*TASK DESCRIPTION*
From the records below, determine the number of lines containing "path". Output that number alone.

--- DATA TO PROCESS Enclosed Below ---

PR #776, opened 2024-12-19
benchmark fix: use iter_custom to measure routine time exactly

hero78119:
### context
the issue was identified when running sumcheck benchmark with setup but empty routine. The benchmark results shows there still ~60ms even routine is empty due to time was also measure something hidden out from desired routine

### solution
by criterion [docs](https://github.com/bheisler/criterion.rs/blob/0.5.0/src/bencher.rs#L24-L33). `iter_with_setup` will measure the time when setup object implementing `Drop`, which might be the root cause. The most accurate way I found is switch to use `iter_custom` so we can control elapsed time accurately.

### DIFF
--- a/ceno_zkvm/benches/fibonacci.rs
+++ b/ceno_zkvm/benches/fibonacci.rs
@@ -1,8 +1,4 @@
-use std::{
-    fs,
-    path::PathBuf,
-    time::{Duration, Instant},
-};
+use std::{fs, path::PathBuf, time::Duration};
 
 use ceno_emul::{Platform, Program};
 use ceno_zkvm::{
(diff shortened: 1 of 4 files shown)


mcalancea:
Useful information, thank you. I'm a bit confused at first glance: `iter_custom` seems to return the total time taken by all the samples. How does it retrieve the timing for each individual sample?

hero78119:
> Useful information, thank you. I'm a bit confused at first glance: `iter_custom` seems to return the total time taken by all the samples. How does it retrieve the timing for each individual sample?

The framework will measure individual sample by `total time of a sample` divided by `number of iteration` automatically

mcalancea (approved):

--- End of Enclosed DATA TO PROCESS ---

*REPLY*
2